Empathy is necessary for the proper and healthy development of the brain and psyche. When it’s lacking or inconsistent, we become unable to manage stress. When our stress-response system is overwhelmed, we call that trauma. Inconsistent or absent mirroring and empathy in childhood is traumatic. Our society provides far too few opportunities for face-to-face mutuality and empathy.
There is a common sense notion that until people have their survival needs met, they can’t really express and try to gratify other, so-called “higher order” needs. Common sense is wrong. Needs for meaning, relationships, recognition and agency are every bit as important as economic survival needs. No one need is “primary.”

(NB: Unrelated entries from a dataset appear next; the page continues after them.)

PR #1477, opened 2024-03-29
Handle custom matrix geneset input option

siosonel:
## Description

This features addresses https://gdc-ctds.atlassian.net/browse/FEAT-766. 
```text
Upload User custom gene sets:

Similar to v1, GDC 2.0 allows users to create gene sets using the Manage Sets feature. 

See https://docs.gdc.cancer.gov/Data_Portal/Users_Guide/getting_started/#manage-sets 

In OncoMatrix and Gene Expression Clustering tools, under Genes button, 

Under Edit Genes & Create Genes, add “Load Gene Sets” option.

If the user has already created a gene set using the “Manage Sets” feature, then similar to MSigDB, display the gene sets
```

To test with `example.gdc.*.html`:
- pull sjpp/master
- open http://localhost:3000/example.gdc.matrix.html?maxGenes=3&cohort=CDDP_EAGLE-1
- open `Genes -> Gene Sets: Edit Group -> Load Gene Set` 
- Enter `KRAS, MYCN` or other gene list in the popup modal and enter
- the gene text input div should be filled-in, click Submit
- the matrix should update with the new gene set
- can repeast the test using `example.gdc.exp.html`

To test in GFF (@congyu-lu )
- open OncoMatrix or Gene Expression Clustering tool
- open `Genes -> Gene Sets: Edit Group -> Load Gene Set` 
- click on the first tab to enter comma-separated gene list then submit, or click on second tab to `USE A PREVIOUSLY SAVED GENE SET`
- the OncoMatrix or GEC should update directly. Pre-filling the gene input div will require the geneset edit UI to be reactive (updatable by external code), will require more work in a separate PR

## Checklist

### DIFF
--- a/client/dom/GeneSetEdit/GeneSetEditUI.ts
+++ b/client/dom/GeneSetEdit/GeneSetEditUI.ts
@@ -54,6 +54,11 @@ export type CallbackArg = {
 	geneList: Gene[]
 }
 
+type CustomInputs = {
+	label: string
+	showInput: (arg: any) => void
+}[]
+
 export type GeneSetEditArg = {
 	holder: Elem
 	genome: ClientCopyGenome
@@ -71,6 +76,7 @@ export type GeneSetEditArg = {
 	geneList?: Gene[]
 	/** Title appearing above the UI */
 	titleText?: string
+	customInputs?: CustomInputs
 }
 
 export class GeneSetEditUI {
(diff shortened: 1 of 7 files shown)


xzhou82:
thanks a lot. this new button `Load Gene sets` should be put into geneset edit UI instead, rather than next to two existign buttons (edit current group, create new group). this will allow directing the newly loaded geneset into a specific group, rather than unable to direct it as it is now

xzhou82:
not urgent. can wait after apr release

creilly8 (commented):
I typed `123` in to the modal and it appeared as a gene in the geneHolder. I see on submit the `unknown gene` error pops up and greys out the matrix. Wouldn't be better to confirm if it's a real gene before leaving the UI? Or is that the standard error message behavior for the matrix?

creilly8:
> > I typed `123` in to the modal and it appeared as a gene in the geneHolder. I see on submit the `unknown gene` error pops up and greys out the matrix. Wouldn't be better to confirm if it's a real gene before leaving the UI? Or is that the standard error message behavior for the matrix?
> 
> Ideally, the gene entry validation will be done in the geneset edit UI, either as a helper function that can be called within the customInputs menu.callback, or as part of `this.render()`. The customInputs is expected to return a `geneList`. In the GDC it's assumed to be from a saved user gene set and so it would have been validated when the user entered/saved the gene set, the list is guaranteed to have validated gene symbols. For other portals/example html, it will require a case-by-case assessment of whether gene symbol validation is required, where the helper function/validation in genesetEditUI.render() will be used.

I see. Since it's for the GDC, I don't think we need to worry about it.

creilly8 (dismissed):

xzhou82 (approved):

When a child’s attachment to a caretaker is secure, such an attachment–based on the latter’s empathy, reliability, and emotional availability–provides a secure foundation for the development of the child’s autonomous capacity for loving relationships. When attachment is insecure, the child—and later adult—becomes clinging or avoidant. Parents need to be good enough, not perfect. Finally, our society has to better nurture and support these childhood attachment relationships.
Gaslighting is the process by which one person attempt to drive another person crazy by challenging their sense of reality and denying they are doing so. It’s a cousin to the concept of the “double-bind” and the “Catch 22.” When a parent does this to a child, the results can be catastrophic. It is also, however, seen in milder forms in couples in which one partner keeps secrets from the other but denies this reality.